Exercise objective:
If a line below includes the string "size", copy it.

* * * * *

PR #2112, opened 2024-06-27
Exit validator check

sparrowDom:
Add a check that the minimal activation period elapsed before being allowed to exit a validator


naddison36 (approved):
Looks good

PR #2114, opened 2024-06-28
Trim down defender action code build size

sparrowDom:
This PR trims down the defender action code. Unfortunately, we can not just mark the `hardhat` as an external rollup dependency and still use it in the code because the resulting compiled action code will still try to import it and it will throw an error. 

For that reason this PR separates dependency files in such a way that no defender action task imports any file that would also import hardhat. This reduces the build size to 2Mbs. 

There are other fixes and improvements in the PR as a result of testing the functionality in production.


contracts/scripts/defender-actions/rollup.config.cjs
```diff
@@ -53,9 +52,9 @@ module.exports = [
   },
   {
     ...commonConfig,
-    input: "doAccounting.js",
+    input: "registerValidators.js",
     output: {
-      file: "dist/doAccounting/index.js",
+      file: "dist/registerValidators/index.js",
```
sparrowDom, line 57: switched order since `visualize` plugin overwrites exports, and this way `registerValidator` action is the one that has dependency graphs available

naddison36 (approved):

contracts/utils/resolvers.js
```diff
@@ -16,7 +17,7 @@ const resolveAsset = async (symbol) => {
 
   // Not using helpers here as they import hardhat which won't work for Hardhat tasks
   if (process.env.FORK === "true" || hre.network.name != "hardhat") {
-    const { chainId } = await hre.ethers.provider.getNetwork();
+    const { chainId } = await ethers.getDefaultProvider().getNetwork();
```
naddison36: It turns out this will only work for mainnet :-(

https://github.com/NomicFoundation/hardhat/issues/2424#issuecomment-1066816392 

I'll see if I can get something that will work with Holesky that doesn't use Hardhat

naddison36: I've moved `registerValidators` and `stakeValidators` into `utils` without a Hardhat dependency

naddison36 (dismissed):

naddison36 (approved):

PR #2140, opened 2024-07-17
Reduce delay period to 10min.

clement-ux:
Reduce the time between `requestWithdraw()` and `claimWithdraw()` from 30min to 10min.


naddison36 (approved):
LGTM

PR #2141, opened 2024-07-17
Refactor OETH Vault's `_allocate()`

naddison36:
## Contract Changes

* Changed OETH Vault's overridden `_allocate()` to
  * use the OETH total supply rather than calculating the vault's total assets when calculating the vault buffer. This fixes a previous problem where the total value was over reporting when there was more outstanding withdrawal requests than WETH in the vault.
  * Simplified the calculation of the transfer amount now we aren't looping over the vault assets


shahthepro (commented):
LGTM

* * * * *

Your response:
Trim down defender action code build size
For that reason this PR separates dependency files in such a way that no defender action task imports any file that would also import hardhat. This reduces the build size to 2Mbs. 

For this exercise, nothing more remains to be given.